I’ve used Haiku for some time on a EeePC 901 (part of multiboot) and was looking forward to the Alpha.
However, as the EeePC 901 has no optical drive (and I don’t have a usb CD drive), I used Unetbooting to create a LiveUSB from the Haiku Alpha 1 iso
While Unetbootin seemed to successfully create the LiveUSB (BTW, this took 2.5 hours because of the huge number of files in the iso), when I tried to boot to the usb-key, I got a message “Invalid or corrupt kernel image” probably because the syslinux bootloader that is used by Unetbootin doesn’t get on with Haiku.
So, I had no option but to download the raw image and dd it to my Haiku partition. This worked fine (after making the partition bootable),
However, the 600MB leaves only 63MB free space which doesn’t leave much room for exploring the Alpha.
Any chance of a 1GB being made available?
Alternatively, does anybody know how to increase the size of a raw image?
An option to install to USB flash probably ought to be added to then installer at some point
In the meantime someone might bother to create a 2.5 GB alpha image and zip it up for you but obviously that wouldn’t be the optimal solution
You know if you have Linux on your EEE you can build haiku from source http://www.haiku-os.org/node/2500 it isn’t too hard but requires a bit of patience
Thanks for the reply.
Just to mention that I’m multibooting a few Linux OSes as well as Haiku on the EeePC 901 as a result of which I’m rather “spatially challenged”. Therefore a 2.5GB image would probably be less useful to me than the current 600MB image as at least I can install the latter.

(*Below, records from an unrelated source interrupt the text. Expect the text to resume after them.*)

PR #3647, opened 2025-10-07
[ONCALL] fix: cannot read properties of null (reading 'id')

Aarushsr12:
Sentry Issue : [Link](https://requestly.sentry.io/issues/6836898825/events/127712c39ee44f4ba25266b4d71c5bfd/)


app/src/features/apiClient/screens/apiClient/utils.ts
```diff
@@ -407,11 +407,10 @@ export const createBlankApiRecord = (
     newRecord.collectionId = collectionId;
   }
 
-  const result =
-    recordType === RQAPI.RecordType.COLLECTION
-      ? apiClientRecordsRepository.createCollection(newRecord as RQAPI.CollectionRecord)
-      : apiClientRecordsRepository.createRecord(newRecord as RQAPI.ApiRecord);
-
+  //without await race condition
+  const result = await (recordType === RQAPI.RecordType.COLLECTION
```
rohanmathur91, line 411: How does it leads to race condition without await? and whats the race condition?

rohanmathur91 (changes requested):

The 1GB size I mentioned in my first post was chosen with care.
I have actually used the compile option you suggested on this little machine some time ago but seem to remember that quite a lot of space was required which, once again, is not currently available to me.
Instructions once posted somewhere by Marco Nelissen, which I’ve kept locally:
“
Create a file with dd. In a Terminal type:
dd if=/dev/zero of=image.img bs=1024k count=640
Replace 640 with the size in megabytes you want the image to have. Then type:
mkbfs 2048 image.img; sync
This will create a filesystem in the file. It’s important to use a block size of 2048 bytes here, because BeOS can’t handle logical blocksizes that are smaller than the physical sectorsize of the device. Since CDs use 2048-byte sectors, you need to create 2048-byte blocks. “sync” needs to be called because otherwise you might get an error message when trying to mount it. Lastly, mount the image:
mkdir /mnt; mount -t bfs image.img /mnt
The (empty) “disk” will now appear on your desktop, and you can start copying stuff into it normally. When you’re done, unmount it and and burn image.img to a CD.
”
I don’t know how that might work within Haiku, or in your already restricted space, but I did successfully use it a few months ago to make a 2GB image for a bootable USB thumbdrive.
The main issue for me was the step of copying over the contents from the original small image; I had a lot of kernel crashes and many partially copied files before it was complete. (This within BeOS R5 with the NewFS Tracker, which may or may not be relevant to my troubles.) Good luck.
I managed to install Haiku to a USB stick. I booted up the CD (ISO burnt to CD-RW) with said USB stick (4gb) inserted into the desktop booting the CD. I then proceded to install Haiku as i would on a HDD, and wrote the bootloader to the MBR. Now i have a completely full 4gb USB stick with Haiku booting on it that i can now use on my EeePC and my desktop.
I’ve also tried the Alpha on my EeePC.
Downloaded the raw image, dd-ed to an usb dongle and booted up the netbook.
You can install from the Haiku itself, if you have the partition ready on the SSD (I did not).
All you have to do is create a new partition and drag and drop all the files over. Haiku is like the old Mac OS; this will actually work and remain bootable. What I did once I had my first raw image booted is to create another 30gb partition and initilize it BFS from within the raw image. Mount the new partition and from the Terminal issue “makebootable” to it, this fixes up the offset in the boot record and you only have to do it once. Then just drag all the files over, add the new partition to your boot manager and you’re good to go.
You can keep the old, small partition around and then whenever a new image comes out or you build a new copy from SVN you can boot up off it and upgrade your main system by copying the “system” folder off the ISO into your big partition.
Thanks to everyone for the various suggestions.
However, I’ve only tried out the one from K_Shaw and this worked like the proverbial charm. Absolutely perfect. Indeed, I have to wonder why I didn’t think of this myself.
So, now I have a 1GB partition with Haiku Alpha1 installed and almost 500MB free. Very cool.
But, rather than hanging on to the smaller partition, I deleted it (really need the space) and when I need to upgrade, I intend to download the iso in Ubuntu (on the same machine, and has about 800MB free), mount the iso, also mount the Haiku partition in Ubuntu and then copy across the system folder from the iso.